#### Task description
Return each line of the data that follows exactly as it reads.

#### Information shown
PR #1982, opened 2025-10-16
EDINET.EC8023W

aaroncameron-wk:
#### Reason for change
EDINET.EC8023W: In IXBRL files, 'nonFraction' elements should be immediately preceded by '△' if and only if the sign attribute is '-'.

#### Steps to Test
CI

**review**:
@Arelle/arelle

### DIFF
--- a/arelle/plugin/validate/EDINET/rules/upload.py
+++ b/arelle/plugin/validate/EDINET/rules/upload.py
@@ -1139,9 +1139,7 @@ def rule_EC8023W(
         if not pluginData.isExtensionUri(doc.uri, val.modelXbrl):
             continue
         nsmap = {
-            key: val
-            for key, val in doc.xmlRootElement.nsmap.items()
-            if key
+            'ix': XbrlConst.ixbrl
         }
         for elt in doc.xmlRootElement.xpath(negativeFactXpath, namespaces=nsmap):
             if elt.qname.namespaceURI == pluginData.jpigpNamespace:


arelle/plugin/validate/EDINET/rules/upload.py
```diff
@@ -1098,6 +1099,73 @@ def rule_EC1031E(
...
+    """
+    for doc in val.modelXbrl.urlDocs.values():
+        if doc.type != ModelDocumentType.INLINEXBRL:
+            continue
+        if not pluginData.isExtensionUri(doc.uri, val.modelXbrl):
+            continue
+        nsmap = {
+            key: val
+            for key, val in doc.xmlRootElement.nsmap.items()
+            if key
```
austinmatherne-wk: Out of curiosity, why do default namespaces need to be filtered out here?

arelle/plugin/validate/EDINET/rules/upload.py
```diff
@@ -1098,6 +1099,73 @@ def rule_EC1031E(
...
+    """
+    EDINET.EC8023W: In IXBRL files, 'nonFraction' elements should be immediately preceded by
+    '△' if and only if the sign attribute is '-'.
+
+    * Tagging using International Financial Reporting Standards taxonomy elements is not checked.
+    * Tagging using Japanese GAAP notes or IFRS financial statement filer-specific additional elements
+        may be identified as an exception and a warning displayed, even if the data content is correct.
+    """
+    negativeFactXpath = """
+    //ix:nonFraction[@sign="-"][
```
austinmatherne-wk, line 1121: Does this still work if the document uses non-standard namespace prefixes (something other than ix)? Or would we be better off defining our own namespace map for our usage of the ix prefix instead of using what's in the document?

arelle/plugin/validate/EDINET/rules/upload.py
```diff
@@ -1098,6 +1099,71 @@ def rule_EC1031E(
...
+        (preceding-sibling::text()[1] and normalize-space(preceding-sibling::text()[1]) != '△')
```
brettkail-wk, line 1122: Does this reject `<div>text △<ix:nonNumeric>123</ix:nonNumeric></div>`?  It seems like that should be allowed.

Does this reject `<div><span>△</span><ix:nonNumeric>123</ix:nonNumeric></div>`?  This is less clear, but it seems like it should be allowed too.

aaroncameron-wk: 1. `<div>text △<ix:nonFraction>5,461</ix:nonFraction></div>`
    1. Invalid because `△` precedes a positive value fact
1. `<div>text △<ix:nonFraction sign="-">5,462</ix:nonFraction></div>`
    1. Valid because `△` precedes a negative value fact
1. `<div><span>△</span><ix:nonFraction>5,463</ix:nonFraction></div>`
    1. Invalid because `△` precedes a positive value fact
1. `<div><span>△</span><ix:nonFraction sign="-">5,464</ix:nonFraction></div>`
    1. Valid because `△` precedes a negative value fact

In both of your examples, there's no `sign="-"` attribute, so `△` (used as a negative sign in Japanese financials) preceding it seems incorrect. If you left `sign="-"` out for simplification, then yes those are valid examples and this implementation does allow those.

brettkail-wk: > If you left `sign="-"` out for simplification

Sorry, yes I accidentally omitted it (I must have lost it while editing the comment).

> those are valid examples and this implementation does allow those.

Out of curiosity, how?
- I would expect `preceding-sibling::text()` to only match preceding text nodes, not preceding element nodes that contain text subelements.
- I would expect `text()` to return `"text △"`, which would mismatch.  It seems like we need "ends with"?

aaroncameron-wk: I've realized I had a misunderstanding of the xpath, masked by a logical misunderstanding when I was testing it. All passed over because the testcase I built was the only scenario where this worked. I'll revisit.

aaroncameron-wk: #2004

PR #1985, opened 2025-10-16
EDINET.EC5700W.GFM.1.4.8

allenbross-wf:
#### Description of change

GFM.1.4.8: Correct the priority attribute value so that it is less than 10.

#### Steps to Test

CI

**review**:
@Arelle/arelle


arelle/plugin/validate/EDINET/rules/gfm.py
```diff
@@ -1289,6 +1288,38 @@ def rule_gfm_1_4_4(
...
+
+    for modelDocument in val.modelXbrl.urlDocs.values():
+        if pluginData.isStandardTaxonomyUrl(modelDocument.uri, val.modelXbrl):
+            continue
+        rootElt = modelDocument.xmlRootElement
+        ns = {'xlink': 'http://www.w3.org/1999/xlink'}
+        for elt in rootElt.xpath('//*[@xlink:type="arc"]', namespaces=ns):
+            if elt.get("priority") is not None:
+                priority = elt.get("priority")
+                if int(priority) >= 10:
```
austinmatherne-wk: We should guard against type/value errors on the int conversion.

nit: it's also slightly more efficient to filter in xpath/c code for elements with a priority attribute.


```suggestion
        for elt in rootElt.xpath('//*[@xlink:type="arc"][@priority]', namespaces=ns):
            priority = elt.get("priority")
            with contextlib.suppress(ValueError, TypeError):
                if int(priority) >= 10:
```

austinmatherne-wk (approved):

PR #1991, opened 2025-10-21
EDINET.EC8030W

aaroncameron-wk:
#### Reason for change
EDINET.EC8030W: Any concept (other than DEI concepts) used in an instance must be in the presentation linkbase.

#### Steps to Test
CI

**review**:
@Arelle/arelle

### DIFF
--- a/arelle/plugin/validate/EDINET/rules/edinet.py
+++ b/arelle/plugin/validate/EDINET/rules/edinet.py
@@ -665,8 +665,6 @@ def rule_EC8030W(
     """
     usedConcepts = pluginData.getUsedConcepts(val.modelXbrl)
     relSet = val.modelXbrl.relationshipSet(tuple(LinkbaseType.PRESENTATION.getArcroles()))
-    if relSet is None:
-        return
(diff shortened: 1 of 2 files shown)


arelle/plugin/validate/EDINET/rules/edinet.py
```diff
@@ -649,6 +649,42 @@ def rule_EC8029W(
...
+        **kwargs: Any,
+) -> Iterable[Validation]:
+    """
+    EDINET.EC8030W: Any concept (other than DEI concepts) used in an instance must
+    be in the presentation linkbase.
+    """
+    usedConcepts = pluginData.getUsedConcepts(val.modelXbrl)
+    relSet = val.modelXbrl.relationshipSet(tuple(LinkbaseType.PRESENTATION.getArcroles()))
+    if relSet is None:
+        return
```
austinmatherne-wk: I don't think `relSet` can actually ever be `None` (it would return an empty relationship set), but if it could, wouldn't we want to raise an error on all tagged concepts?

PR #1994, opened 2025-10-22
Update generic dimension validations for HMRC

derekgengenbacher-wf:
#### Reason for change
- Updated the generic dimension validations based on the following [document](https://assets.publishing.service.gov.uk/media/681387ca7e56aaab3b525443/Generic-Dimension-Validations-4.9a.odt) from FRC.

#### Answer box
PR #1982, opened 2025-10-16
EDINET.EC8023W

aaroncameron-wk:
#### Reason for change
EDINET.EC8023W: In IXBRL files, 'nonFraction' elements should be immediately preceded by '△' if and only if the sign attribute is '-'.

#### Steps to Test
CI

**review**:
@Arelle/arelle

### DIFF
--- a/arelle/plugin/validate/EDINET/rules/upload.py
+++ b/arelle/plugin/validate/EDINET/rules/upload.py
@@ -1139,9 +1139,7 @@ def rule_EC8023W(
         if not pluginData.isExtensionUri(doc.uri, val.modelXbrl):
             continue
         nsmap = {
-            key: val
-            for key, val in doc.xmlRootElement.nsmap.items()
-            if key
+            'ix': XbrlConst.ixbrl
         }
         for elt in doc.xmlRootElement.xpath(negativeFactXpath, namespaces=nsmap):
             if elt.qname.namespaceURI == pluginData.jpigpNamespace:


arelle/plugin/validate/EDINET/rules/upload.py
```diff
@@ -1098,6 +1099,73 @@ def rule_EC1031E(
...
+    """
+    for doc in val.modelXbrl.urlDocs.values():
+        if doc.type != ModelDocumentType.INLINEXBRL:
+            continue
+        if not pluginData.isExtensionUri(doc.uri, val.modelXbrl):
+            continue
+        nsmap = {
+            key: val
+            for key, val in doc.xmlRootElement.nsmap.items()
+            if key
```
austinmatherne-wk: Out of curiosity, why do default namespaces need to be filtered out here?

arelle/plugin/validate/EDINET/rules/upload.py
```diff
@@ -1098,6 +1099,73 @@ def rule_EC1031E(
...
+    """
+    EDINET.EC8023W: In IXBRL files, 'nonFraction' elements should be immediately preceded by
+    '△' if and only if the sign attribute is '-'.
+
+    * Tagging using International Financial Reporting Standards taxonomy elements is not checked.
+    * Tagging using Japanese GAAP notes or IFRS financial statement filer-specific additional elements
+        may be identified as an exception and a warning displayed, even if the data content is correct.
+    """
+    negativeFactXpath = """
+    //ix:nonFraction[@sign="-"][
```
austinmatherne-wk, line 1121: Does this still work if the document uses non-standard namespace prefixes (something other than ix)? Or would we be better off defining our own namespace map for our usage of the ix prefix instead of using what's in the document?

arelle/plugin/validate/EDINET/rules/upload.py
```diff
@@ -1098,6 +1099,71 @@ def rule_EC1031E(
...
+        (preceding-sibling::text()[1] and normalize-space(preceding-sibling::text()[1]) != '△')
```
brettkail-wk, line 1122: Does this reject `<div>text △<ix:nonNumeric>123</ix:nonNumeric></div>`?  It seems like that should be allowed.

Does this reject `<div><span>△</span><ix:nonNumeric>123</ix:nonNumeric></div>`?  This is less clear, but it seems like it should be allowed too.

aaroncameron-wk: 1. `<div>text △<ix:nonFraction>5,461</ix:nonFraction></div>`
    1. Invalid because `△` precedes a positive value fact
1. `<div>text △<ix:nonFraction sign="-">5,462</ix:nonFraction></div>`
    1. Valid because `△` precedes a negative value fact
1. `<div><span>△</span><ix:nonFraction>5,463</ix:nonFraction></div>`
    1. Invalid because `△` precedes a positive value fact
1. `<div><span>△</span><ix:nonFraction sign="-">5,464</ix:nonFraction></div>`
    1. Valid because `△` precedes a negative value fact

In both of your examples, there's no `sign="-"` attribute, so `△` (used as a negative sign in Japanese financials) preceding it seems incorrect. If you left `sign="-"` out for simplification, then yes those are valid examples and this implementation does allow those.

brettkail-wk: > If you left `sign="-"` out for simplification

Sorry, yes I accidentally omitted it (I must have lost it while editing the comment).

> those are valid examples and this implementation does allow those.

Out of curiosity, how?
- I would expect `preceding-sibling::text()` to only match preceding text nodes, not preceding element nodes that contain text subelements.
- I would expect `text()` to return `"text △"`, which would mismatch.  It seems like we need "ends with"?

aaroncameron-wk: I've realized I had a misunderstanding of the xpath, masked by a logical misunderstanding when I was testing it. All passed over because the testcase I built was the only scenario where this worked. I'll revisit.

aaroncameron-wk: #2004

PR #1985, opened 2025-10-16
EDINET.EC5700W.GFM.1.4.8

allenbross-wf:
#### Description of change

GFM.1.4.8: Correct the priority attribute value so that it is less than 10.

#### Steps to Test

CI

**review**:
@Arelle/arelle


arelle/plugin/validate/EDINET/rules/gfm.py
```diff
@@ -1289,6 +1288,38 @@ def rule_gfm_1_4_4(
...
+
+    for modelDocument in val.modelXbrl.urlDocs.values():
+        if pluginData.isStandardTaxonomyUrl(modelDocument.uri, val.modelXbrl):
+            continue
+        rootElt = modelDocument.xmlRootElement
+        ns = {'xlink': 'http://www.w3.org/1999/xlink'}
+        for elt in rootElt.xpath('//*[@xlink:type="arc"]', namespaces=ns):
+            if elt.get("priority") is not None:
+                priority = elt.get("priority")
+                if int(priority) >= 10:
```
austinmatherne-wk: We should guard against type/value errors on the int conversion.

nit: it's also slightly more efficient to filter in xpath/c code for elements with a priority attribute.


```suggestion
        for elt in rootElt.xpath('//*[@xlink:type="arc"][@priority]', namespaces=ns):
            priority = elt.get("priority")
            with contextlib.suppress(ValueError, TypeError):
                if int(priority) >= 10:
```

austinmatherne-wk (approved):

PR #1991, opened 2025-10-21
EDINET.EC8030W

aaroncameron-wk:
#### Reason for change
EDINET.EC8030W: Any concept (other than DEI concepts) used in an instance must be in the presentation linkbase.

#### Steps to Test
CI

**review**:
@Arelle/arelle

### DIFF
--- a/arelle/plugin/validate/EDINET/rules/edinet.py
+++ b/arelle/plugin/validate/EDINET/rules/edinet.py
@@ -665,8 +665,6 @@ def rule_EC8030W(
     """
     usedConcepts = pluginData.getUsedConcepts(val.modelXbrl)
     relSet = val.modelXbrl.relationshipSet(tuple(LinkbaseType.PRESENTATION.getArcroles()))
-    if relSet is None:
-        return
(diff shortened: 1 of 2 files shown)


arelle/plugin/validate/EDINET/rules/edinet.py
```diff
@@ -649,6 +649,42 @@ def rule_EC8029W(
...
+        **kwargs: Any,
+) -> Iterable[Validation]:
+    """
+    EDINET.EC8030W: Any concept (other than DEI concepts) used in an instance must
+    be in the presentation linkbase.
+    """
+    usedConcepts = pluginData.getUsedConcepts(val.modelXbrl)
+    relSet = val.modelXbrl.relationshipSet(tuple(LinkbaseType.PRESENTATION.getArcroles()))
+    if relSet is None:
+        return
```
austinmatherne-wk: I don't think `relSet` can actually ever be `None` (it would return an empty relationship set), but if it could, wouldn't we want to raise an error on all tagged concepts?

PR #1994, opened 2025-10-22
Update generic dimension validations for HMRC

derekgengenbacher-wf:
#### Reason for change
- Updated the generic dimension validations based on the following [document](https://assets.publishing.service.gov.uk/media/681387ca7e56aaab3b525443/Generic-Dimension-Validations-4.9a.odt) from FRC.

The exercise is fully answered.